# Instructions to follow
Count every line below that holds the word "trait", and give the number with no other words.

# Supplied information
+--

PR #2140, opened 2026-03-16
refactor: More transform cleanups

scovich:

Some small miscellaneous code cleanups relating to expression/schema transforms.

Existing unit tests.

### DIFF
--- a/.github/workflows/comment-on-title-failure.yml
+++ b/.github/workflows/comment-on-title-failure.yml
@@ -11,25 +11,41 @@ jobs:
     permissions:
       pull-requests: write
     steps:
-      - name: Find associated PR
-        id: pr
+      # Step taken from: https://github.com/orgs/community/discussions/25220#discussioncomment-11316244
+      - name: Find PR info
+        id: pr-context
         env:
           GH_TOKEN: ${{ github.token }}
-          HEAD_SHA: ${{ github.event.workflow_run.head_sha }}
+          PR_TARGET_REPO: ${{ github.repository }}
+          # If the PR is from a fork, prefix it with `<owner-login>:`, otherwise only the PR branch name is relevant:
+          PR_BRANCH: |-
+            ${{
+              (github.event.workflow_run.head_repository.owner.login != github.event.workflow_run.repository.owner.login)
+                && format('{0}:{1}', github.event.workflow_run.head_repository.owner.login, github.event.workflow_run.head_branch)
+                || github.event.workflow_run.head_branch
+            }}
+        # Query the PR number by repo + branch, then assign to step output:
         run: |
-          pr_json=$(gh api --paginate repos/${{ github.repository }}/pulls \
-            --jq ".[] | select(.head.sha == \"$HEAD_SHA\")")
-          echo "number=$(echo "$pr_json" | jq -r '.number')" >> "$GITHUB_OUTPUT"
-          echo "title=$(echo "$pr_json" | jq -r '.title')" >> "$GITHUB_OUTPUT"
+          gh pr view --repo "${PR_TARGET_REPO}" "${PR_BRANCH}" \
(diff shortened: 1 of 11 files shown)


kernel/src/engine/arrow_conversion.rs
```diff
@@ -398,18 +398,11 @@ mod tests {
...
         field_ids: Vec<(String, String)>, // (field_name, field_id)
     }
 
-    impl FieldIdCollector {
-        fn new() -> Self {
-            Self {
-                field_ids: Vec::new(),
-            }
-        }
-    }
```
scovich, line 411: Use `default` instead of `new`

kernel/src/engine/arrow_conversion.rs
```diff
@@ -457,13 +450,11 @@ mod tests {
                 ArrowDataType::Struct(fields) => {
                     collect_from_fields(fields, metadata_key, field_ids);
                 }
-                ArrowDataType::List(element)
-                | ArrowDataType::LargeList(element)
-                | ArrowDataType::FixedSizeList(element, _) => {
-                    collect_from_field(element, metadata_key, field_ids);
-                }
-                ArrowDataType::Map(entry_field, _) => {
```
scovich, line 465: Not sure why `Map` was ever treated differently?

kernel/src/transforms/expression.rs
```diff
@@ -37,134 +37,136 @@ pub trait ExpressionTransform<'a> {
...
+    /// call [`Self::recurse_into_expr_struct`] if they wish to recursively transform the child
+    /// expressions.
     fn transform_expr_struct(
         &mut self,
         fields: &'a [ExpressionRef],
     ) -> Option<Cow<'a, [ExpressionRef]>> {
         self.recurse_into_expr_struct(fields)
     }
 
-    /// Called for each [`OpaqueExpression`] encountered during the traversal. Implementations can
```
scovich, line 50: No need to link the type in the docs, it's already linked automatically as part of the type signature.

(many more below)

kernel/src/transforms/expression.rs
```diff
@@ -420,14 +429,14 @@ impl ExpressionDepthChecker {
     // Exposed for testing
     fn check_expr_with_call_count(expr: &Expression, depth_limit: usize) -> (usize, usize) {
         let mut checker = Self::new(depth_limit);
-        checker.transform_expr(expr);
+        let _ = checker.transform_expr(expr);
```
scovich, line 423: makes clear that we're intentionally discarding a return value

(more below)

kernel/src/transforms/expression.rs
```diff
@@ -283,112 +283,121 @@ pub trait ExpressionTransform<'a> {
...
+    ///
+    /// Child transforms may filter nodes by returning `None`. If all children are filtered out,
+    /// this returns `None`. If all original children survive as borrowed values, this returns a
+    /// borrowed parent. Otherwise, it rebuilds and returns an owned parent.
+    fn map_owned_children_or_else<Parent: ToOwned + ?Sized + 'a, Child: ToOwned + ?Sized + 'a>(
+        parent: &'a Parent,
+        children: impl ExactSizeIterator<Item = Option<Cow<'a, Child>>>,
+        map_owned: impl FnOnce(Vec<Child::Owned>) -> Parent::Owned,
+    ) -> Option<Cow<'a, Parent>> {
+        super::map_owned_children_or_else(parent, children, map_owned)
```
nicklan: I'm not clear on the benefit of making this a method on the impl and then just calling the module level one, as opposed to just importing the module level one. Do we think this will have different/additional logic at some point?

scovich: Yeah that change doesn't belong in this PR, will revert.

+--

# Expected answer
2